Dataset excerpts:
PR #125, opened 2024-02-20
Get skdb package to work with node, bundler server, and bundler optimised build

gregsexton:
Previously we had the first two, but the optimised build didn't work.

When building for production, the bundler statically analyses the code
to find the dep. tree. It then concatenates, minifies, tree shakes,
etc the js files to produce the smallest set of files possible and
reduce http round trips.

We were being too clever and the bundler couldn't see some of our
module loading so files were not being included. It also broke the
worker and wasm loading.

I've tested the cross product of:

- running skdb on the main thread
- running skdb on a worker thread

How to complete this task: Look above for the line containing "to find the" and the line containing "We were being". Transcribe both, with the lines between them, exactly.

Response:
to find the dep. tree. It then concatenates, minifies, tree shakes,
etc the js files to produce the smallest set of files possible and
reduce http round trips.

We were being too clever and the bundler couldn't see some of our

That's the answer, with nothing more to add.